One Logger provides a flexible exporter configuration system that allows you to configure exporters through multiple sources with clear priority rules. This system supports:

- **Direct configuration** in code using lists of dictionaries (highest priority)
- **Configuration files** (YAML/JSON) (medium priority)
- **Package-provided configurations** via Python entry points (lowest priority)

**Priority Order**: Direct configuration completely overrides file configuration, which completely replaces package configuration. For detailed information on how to use the exporter configuration system, see the [Exporter Configuration Guide](src/nv_one_logger/core/exporter/README.md).

## Design Considerations

While we could have used Python classes defined in the OpenTelemetry API (such as Span, Attribute, etc.) instead of creating our own classes, this would force any application using our core library to depend on both the OpenTelemetry API and SDK (the latter is needed in the bootstrap code that creates a provider object for creation of spans). This dependency requirement could potentially conflict with the application's existing dependencies or create unnecessary constraints (e.g., when an application already depends on a different version of OpenTelemetry SDK for its own instrumentation needs. A similar problem can happen with conflicting transitive dependencies).

This design decision means applications can use our core library without worrying about OpenTelemetry dependency conflicts, while still benefiting from OpenTelemetry-compatible instrumentation patterns. Users who would like to export data to OpenTelemetry collectors can easily map the data to OpenTelemetry Python classes in the appropriate Exporter implementation.

## Dealing with Telemetry Failures

Like any other piece of software, the one logger library may encounter failures due to misconfiguration, incorrect usage, connection issues with the telemetry backends, or internal bugs in the library. For the rest of this section, we collectively refer to these issues as **telemetry errors**. The library provides several mechanisms to handle telemetry errors correctly:

- Users of the library can choose how telemetry errors are handled using `config.error_handling_strategy`. This enum allows users to treat telemetry as a critical part of the application (potentially letting telemetry errors cause a crash) or as a non-critical component (gracefully handling errors). Please see `OneLoggerErrorHandlingStrategy` enum for more information.

- Regardless of the error handling strategy, If the library encounters a telemetry error, the data exported to the telemetry backends is not guaranteed to be correct anymore. In such cases, the library calls the `export_telemetry_data_error` method of all the exporters. The implementation of this method in each type of Exporter is responsible to send a signal to the corresponding telemetry backend that informs the backend the colelcted data is not reliable. Make sure you familiarize yourself with how the exporters that you use send this signal and have the backend and the any analytics code you write for the backend data use that signal to exclude the data from analytics.

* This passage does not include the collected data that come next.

PR #1597, opened 2023-03-17
Feature - New and Dynamic loading fonts

Adamj1232:
### Description
Add new font and dynamic import of them

### Checklist
- [ ] Increment the version field in `package.json` of the package you have made changes in following [semantic versioning](https://semver.org/) and using alpha release tagging
- [ ] Check the box that allows repo maintainers to update this PR
- [ ] Test locally to make sure this feature/fix works
- [ ] Run `yarn check-all` to confirm there are not any associated errors
- [ ] Confirm this PR passes Circle CI checks
- [ ] Add or update relevant information in the documentation


packages/core/src/index.ts
```diff
@@ -252,14 +265,18 @@ function mountApp() {
     customElements.define('onboard-v2', Onboard)
   }
 
-  // Add Fonts to main page
-  const styleEl = document.createElement('style')
+  if (!fontFamilyExternallyDefined(theme)) {
+    console.log('download font')
```
aaronbarnardsound, line 269:
```suggestion
```

packages/core/src/index.ts
```diff
@@ -241,7 +241,20 @@ function init(options: InitOptions): OnboardAPI {
   return API
 }
 
-function mountApp() {
+const fontFamilyExternallyDefined = (theme: Theme): boolean => {
+  if (!theme) return false
+  if (typeof theme === 'object' && theme['--w3o-font-family']) return true
+  if (
```
aaronbarnardsound, line 247: Based on this logic, if you did not pass in a `theme` object, but defined a CSS var for the font, it would still return `false`?

aaronbarnardsound (changes requested):
Just a console log to be removed and a question around the check if a font has been defined.

Also where is the dynamic loading occurring? It all looks like it is imported regardless of configuration from what I can tell?

Adamj1232:
> 

Refactored and moved to the CDN approach as recommended.
Dynamic importing can be seen in a few places, within Core it is now [here](https://github.com/blocknative/web3-onboard/pull/1597/files#diff-9a4ceebe7c6f86856371906c3f061d3b56b7457022b05179884a113e7ced67e8R263)

aaronbarnardsound (approved):
Looks good!

leightkt (approved):
Tested in the demo with useWebFont: true and passing custom font via --w3o-font-family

- Note that if you choose to use `DefaultRecorder`, there is another mechanism to help with errors. DefaultRecorder monitors the errors encountered while exporting data to each exporter (note that any recorder can be configured to export to multiple exporters). If a telemetry error is related to exporting to a certain exporter (as opposed to a general issue such as inconsistent telemetry state or misconfigured library). `DefaultRecorder` calls `export_telemetry_data_error` only on that exporter (as the data exported to the other exporters is not affected by that issue). If the exporter continues to fail frequently, `DefaultRecorder` disables that exporter.

In summary:

- Choose your desired error handling stratgy via `config.error_handling_strategy`.
- For each backend, the corresponding Exporter implementation sends some info about missing or corrupted data to that backend. When using the telemetry data stored on your telemetry backend, pay attention to reports about data issues.